Imparare a guardare, accompagnare e discernere

Ecco allora alcuni atteggiamenti fondamentali che gli operatori pastorali e le comunità nel loro complesso debbono «imparare» con umiltà e fiducia per realizzare un’autentica «conversione missionaria» come richiesta dal papa alla Chiesa in uscita. In fin dei conti, si tratta talvolta di consolidare e rafforzare l’esistente all’interno di un quadro operativo sempre più efficace e organizzato che comprenda équipe pastorali, responsabili locali, collaboratori dei servizi cantonali e diocesani così da favorire una pastorale di «prossimità».

In primo luogo «imparare a guardare»: un vero cambio di prospettiva che giunga a quella «pastorale dello sguardo», a imitazione di quella di Cristo. Uno sguardo d’amicizia e d’amore, capace di andare «oltre le apparenze per giungere all’intimità delle coscienze, in interazione con la sfera dell’educazione e della cultura, del lavoro e dell’economia come della politica, in collaborazione con le scienze umane, la sociologia, la psicologia, la pedagogia».

Allo sguardo, positivo, caldo e fraterno, segue l’«imparare ad accompagnare come Dio accompagna noi». Ma se è tutta la comunità ad essere chiamata a porsi a fianco delle persone per sostenerle nel cammino, esistono però al suo interno dei soggetti in qualche modo privilegiati o se vogliamo consacrati appositamente: gli sposi cristiani. Se i coniugi sono i “ministri” del sacramento, essi devono diventare gli «attori principali della pastorale familiare», scrivono i pastori, aggiungendo che la Chiesa deve “scommettere” su di loro perché «l’accoglienza e l’accompagnamento delle diverse situazioni all’interno di una comunità passa attraverso la presenza contagiosa e diffusiva di bene delle coppie e delle famiglie».

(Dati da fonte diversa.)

PR #2511, opened 2021-12-19
Sort out some compatibility issues

alanz:
`mkPrintUnqualified` needs a `UnitEnv`, I have no idea where to get one.
I suspect we could use a different print function, for the only place this is called.

<a href="https://gitpod.io/#https://github.com/haskell/haskell-language-server/pull/2511"></a>


jhrcek:
> mkPrintUnqualified needs a UnitEnv, I have no idea where to get one.

UnitEnv is part of https://hackage.haskell.org/package/ghc-9.2.1/docs/GHC-Driver-Env.html#t:HscEnv and can be retrieved using `hsc_unit_env :: HscEnv -> UnitEnv`

pepeiborra:
Merging Alan's branch to the `haskell` one, further changes can be done there

PR #2515, opened 2021-12-20
cabal-*.project: index-state +1s

Anton-Latukha:
It is made to fix the current situation, for example, if `Caching` workflow in `master` got canceled for some reason, on a successful run of the *action* in the *workflows* - workflows still runs the post-hooks that *actions* have, which would cache & share the `cabal` `store` of the canceled workflow.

Saranno le coppie cristiane, sempre nell’ottica della gradualità e della singolarità dei contesti, al centro dei percorsi di preparazione al matrimonio cristiano e di accompagnamento delle giovani coppie, quasi una sorta di «catecumenato al matrimonio» che prenderà necessariamente le mosse dalla catechesi di iniziazione cristiana per farsi poi più specifico nel tempo del fidanzamento e nei mesi che precedono le nozze per continuare nei primi anni di matrimonio.

E infine è sempre più richiesto l’imparare l’«arte del discernimento» nelle diverse situazioni (e con l’aiuto fondamentale degli operatori esperti di diverse discipline laiche) senza dimenticare le tante ferite, le inevitabili prove, i momenti di crisi affettiva, ma anche economica o lavorativa delle famiglie, la sofferenza dei figli soprattutto se minori, l’irrompere di una malattia, una separazione o un lutto.

Citando papa e catechismo, discernimento significa anche riconoscere in qualche caso, magari con una collaborazione interdisciplinare, le «circostanze attenuanti» che permettono talvolta di «ridurre fino ad annullare la responsabilità personale (AL 302, CCC n. 1735)». «In ogni situazione è possibile vivere nella grazia di Dio e in alcuni casi può intervenire l’aiuto dei sacramenti». Appare questo l’unico passaggio che faccia un riferimento esplicito a quel capitolo VIII che ad alcuni ha creato problemi (vedi i vescovi polacchi, il cardinale Chaput a Philadelphia o i Dubia dei cardinali).

Interrogato dall’agenzia cattolica svizzera, il vescovo ausiliare di Losanna, Ginevra e Friburgo, Alain de Raemy, già membro dell’équipe che ha redatto il testo, ha risposto così, in piena sintonia con AL: «I vescovi incoraggiano un profondo percorso di discernimento incarnato in ogni situazione. E in alcuni casi, pur evitando ogni generalizzazione, è possibile che l’accesso ai sacramenti della confessione e all’eucaristia possa aiutare il cammino personale».